%%
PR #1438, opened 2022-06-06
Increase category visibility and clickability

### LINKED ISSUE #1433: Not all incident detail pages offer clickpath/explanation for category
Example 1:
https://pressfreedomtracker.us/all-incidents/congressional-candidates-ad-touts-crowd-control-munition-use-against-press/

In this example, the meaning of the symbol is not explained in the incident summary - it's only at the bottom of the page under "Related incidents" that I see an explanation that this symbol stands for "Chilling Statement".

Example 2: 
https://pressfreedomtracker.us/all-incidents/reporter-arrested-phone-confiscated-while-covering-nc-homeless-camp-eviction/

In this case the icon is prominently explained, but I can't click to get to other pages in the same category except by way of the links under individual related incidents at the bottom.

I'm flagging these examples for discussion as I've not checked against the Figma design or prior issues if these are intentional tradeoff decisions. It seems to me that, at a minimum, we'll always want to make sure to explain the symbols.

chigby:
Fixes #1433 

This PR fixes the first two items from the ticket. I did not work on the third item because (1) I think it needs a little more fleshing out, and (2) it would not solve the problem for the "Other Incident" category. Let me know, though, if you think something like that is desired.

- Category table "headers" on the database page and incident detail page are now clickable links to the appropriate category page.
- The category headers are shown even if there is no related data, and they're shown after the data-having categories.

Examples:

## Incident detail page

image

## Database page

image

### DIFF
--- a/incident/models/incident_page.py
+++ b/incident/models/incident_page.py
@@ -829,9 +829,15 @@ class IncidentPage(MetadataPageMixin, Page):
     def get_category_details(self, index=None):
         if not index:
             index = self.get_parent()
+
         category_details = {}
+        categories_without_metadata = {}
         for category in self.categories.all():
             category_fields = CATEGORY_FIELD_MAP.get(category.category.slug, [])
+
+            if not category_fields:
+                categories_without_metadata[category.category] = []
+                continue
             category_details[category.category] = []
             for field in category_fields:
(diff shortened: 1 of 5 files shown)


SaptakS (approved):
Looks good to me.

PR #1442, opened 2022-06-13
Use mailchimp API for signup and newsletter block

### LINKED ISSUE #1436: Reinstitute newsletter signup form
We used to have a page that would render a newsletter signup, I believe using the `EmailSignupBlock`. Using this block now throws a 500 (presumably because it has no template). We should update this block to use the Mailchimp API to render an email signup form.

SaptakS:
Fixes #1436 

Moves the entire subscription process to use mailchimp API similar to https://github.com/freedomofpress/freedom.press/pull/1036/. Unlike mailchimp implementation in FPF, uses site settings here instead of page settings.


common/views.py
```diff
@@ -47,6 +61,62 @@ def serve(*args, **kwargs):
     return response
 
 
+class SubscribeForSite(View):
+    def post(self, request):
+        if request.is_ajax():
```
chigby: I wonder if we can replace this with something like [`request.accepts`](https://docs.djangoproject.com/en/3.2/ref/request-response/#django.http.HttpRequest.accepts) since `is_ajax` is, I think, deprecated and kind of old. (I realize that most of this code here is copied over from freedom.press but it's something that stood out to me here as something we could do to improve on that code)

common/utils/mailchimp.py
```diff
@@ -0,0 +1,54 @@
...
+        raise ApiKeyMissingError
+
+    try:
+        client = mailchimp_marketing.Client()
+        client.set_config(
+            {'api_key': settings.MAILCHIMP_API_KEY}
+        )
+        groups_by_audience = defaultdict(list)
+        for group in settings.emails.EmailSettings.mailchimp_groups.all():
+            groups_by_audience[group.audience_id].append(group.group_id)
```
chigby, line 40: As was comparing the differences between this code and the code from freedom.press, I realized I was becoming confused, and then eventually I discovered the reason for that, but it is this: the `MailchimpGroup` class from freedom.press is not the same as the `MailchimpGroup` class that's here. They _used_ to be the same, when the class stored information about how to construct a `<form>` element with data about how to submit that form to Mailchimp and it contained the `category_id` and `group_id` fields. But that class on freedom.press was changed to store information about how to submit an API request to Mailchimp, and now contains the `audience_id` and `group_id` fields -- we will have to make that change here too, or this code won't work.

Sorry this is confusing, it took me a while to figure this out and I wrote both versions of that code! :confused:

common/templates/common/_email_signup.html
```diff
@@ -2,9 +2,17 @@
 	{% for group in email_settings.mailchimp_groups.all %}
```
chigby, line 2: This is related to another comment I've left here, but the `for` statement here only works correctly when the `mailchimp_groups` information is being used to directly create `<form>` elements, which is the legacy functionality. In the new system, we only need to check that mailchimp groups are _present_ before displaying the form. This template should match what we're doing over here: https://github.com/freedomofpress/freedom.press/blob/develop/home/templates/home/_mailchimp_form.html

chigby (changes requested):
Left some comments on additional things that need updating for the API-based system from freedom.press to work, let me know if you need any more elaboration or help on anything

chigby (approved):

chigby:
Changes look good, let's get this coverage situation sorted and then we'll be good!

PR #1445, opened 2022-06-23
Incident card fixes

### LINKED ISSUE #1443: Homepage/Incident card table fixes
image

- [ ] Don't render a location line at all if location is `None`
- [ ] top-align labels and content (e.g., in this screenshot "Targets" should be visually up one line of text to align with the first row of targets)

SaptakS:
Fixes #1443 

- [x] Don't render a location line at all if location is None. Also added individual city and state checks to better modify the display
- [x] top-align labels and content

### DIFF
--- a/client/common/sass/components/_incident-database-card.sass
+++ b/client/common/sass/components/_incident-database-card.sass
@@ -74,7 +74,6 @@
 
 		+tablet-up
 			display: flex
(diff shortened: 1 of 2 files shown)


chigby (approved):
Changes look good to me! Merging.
%%
### What the task asks
Write a verbatim copy of the listing above.

### Exercise output
PR #1438, opened 2022-06-06
Increase category visibility and clickability

### LINKED ISSUE #1433: Not all incident detail pages offer clickpath/explanation for category
Example 1:
https://pressfreedomtracker.us/all-incidents/congressional-candidates-ad-touts-crowd-control-munition-use-against-press/

In this example, the meaning of the symbol is not explained in the incident summary - it's only at the bottom of the page under "Related incidents" that I see an explanation that this symbol stands for "Chilling Statement".

Example 2: 
https://pressfreedomtracker.us/all-incidents/reporter-arrested-phone-confiscated-while-covering-nc-homeless-camp-eviction/

In this case the icon is prominently explained, but I can't click to get to other pages in the same category except by way of the links under individual related incidents at the bottom.

I'm flagging these examples for discussion as I've not checked against the Figma design or prior issues if these are intentional tradeoff decisions. It seems to me that, at a minimum, we'll always want to make sure to explain the symbols.

chigby:
Fixes #1433 

This PR fixes the first two items from the ticket. I did not work on the third item because (1) I think it needs a little more fleshing out, and (2) it would not solve the problem for the "Other Incident" category. Let me know, though, if you think something like that is desired.

- Category table "headers" on the database page and incident detail page are now clickable links to the appropriate category page.
- The category headers are shown even if there is no related data, and they're shown after the data-having categories.

Examples:

## Incident detail page

image

## Database page

image

### DIFF
--- a/incident/models/incident_page.py
+++ b/incident/models/incident_page.py
@@ -829,9 +829,15 @@ class IncidentPage(MetadataPageMixin, Page):
     def get_category_details(self, index=None):
         if not index:
             index = self.get_parent()
+
         category_details = {}
+        categories_without_metadata = {}
         for category in self.categories.all():
             category_fields = CATEGORY_FIELD_MAP.get(category.category.slug, [])
+
+            if not category_fields:
+                categories_without_metadata[category.category] = []
+                continue
             category_details[category.category] = []
             for field in category_fields:
(diff shortened: 1 of 5 files shown)


SaptakS (approved):
Looks good to me.

PR #1442, opened 2022-06-13
Use mailchimp API for signup and newsletter block

### LINKED ISSUE #1436: Reinstitute newsletter signup form
We used to have a page that would render a newsletter signup, I believe using the `EmailSignupBlock`. Using this block now throws a 500 (presumably because it has no template). We should update this block to use the Mailchimp API to render an email signup form.

SaptakS:
Fixes #1436 

Moves the entire subscription process to use mailchimp API similar to https://github.com/freedomofpress/freedom.press/pull/1036/. Unlike mailchimp implementation in FPF, uses site settings here instead of page settings.


common/views.py
```diff
@@ -47,6 +61,62 @@ def serve(*args, **kwargs):
     return response
 
 
+class SubscribeForSite(View):
+    def post(self, request):
+        if request.is_ajax():
```
chigby: I wonder if we can replace this with something like [`request.accepts`](https://docs.djangoproject.com/en/3.2/ref/request-response/#django.http.HttpRequest.accepts) since `is_ajax` is, I think, deprecated and kind of old. (I realize that most of this code here is copied over from freedom.press but it's something that stood out to me here as something we could do to improve on that code)

common/utils/mailchimp.py
```diff
@@ -0,0 +1,54 @@
...
+        raise ApiKeyMissingError
+
+    try:
+        client = mailchimp_marketing.Client()
+        client.set_config(
+            {'api_key': settings.MAILCHIMP_API_KEY}
+        )
+        groups_by_audience = defaultdict(list)
+        for group in settings.emails.EmailSettings.mailchimp_groups.all():
+            groups_by_audience[group.audience_id].append(group.group_id)
```
chigby, line 40: As was comparing the differences between this code and the code from freedom.press, I realized I was becoming confused, and then eventually I discovered the reason for that, but it is this: the `MailchimpGroup` class from freedom.press is not the same as the `MailchimpGroup` class that's here. They _used_ to be the same, when the class stored information about how to construct a `<form>` element with data about how to submit that form to Mailchimp and it contained the `category_id` and `group_id` fields. But that class on freedom.press was changed to store information about how to submit an API request to Mailchimp, and now contains the `audience_id` and `group_id` fields -- we will have to make that change here too, or this code won't work.

Sorry this is confusing, it took me a while to figure this out and I wrote both versions of that code! :confused:

common/templates/common/_email_signup.html
```diff
@@ -2,9 +2,17 @@
 	{% for group in email_settings.mailchimp_groups.all %}
```
chigby, line 2: This is related to another comment I've left here, but the `for` statement here only works correctly when the `mailchimp_groups` information is being used to directly create `<form>` elements, which is the legacy functionality. In the new system, we only need to check that mailchimp groups are _present_ before displaying the form. This template should match what we're doing over here: https://github.com/freedomofpress/freedom.press/blob/develop/home/templates/home/_mailchimp_form.html

chigby (changes requested):
Left some comments on additional things that need updating for the API-based system from freedom.press to work, let me know if you need any more elaboration or help on anything

chigby (approved):

chigby:
Changes look good, let's get this coverage situation sorted and then we'll be good!

PR #1445, opened 2022-06-23
Incident card fixes

### LINKED ISSUE #1443: Homepage/Incident card table fixes
image

- [ ] Don't render a location line at all if location is `None`
- [ ] top-align labels and content (e.g., in this screenshot "Targets" should be visually up one line of text to align with the first row of targets)

SaptakS:
Fixes #1443 

- [x] Don't render a location line at all if location is None. Also added individual city and state checks to better modify the display
- [x] top-align labels and content

### DIFF
--- a/client/common/sass/components/_incident-database-card.sass
+++ b/client/common/sass/components/_incident-database-card.sass
@@ -74,7 +74,6 @@
 
 		+tablet-up
 			display: flex
(diff shortened: 1 of 2 files shown)


chigby (approved):
Changes look good to me! Merging.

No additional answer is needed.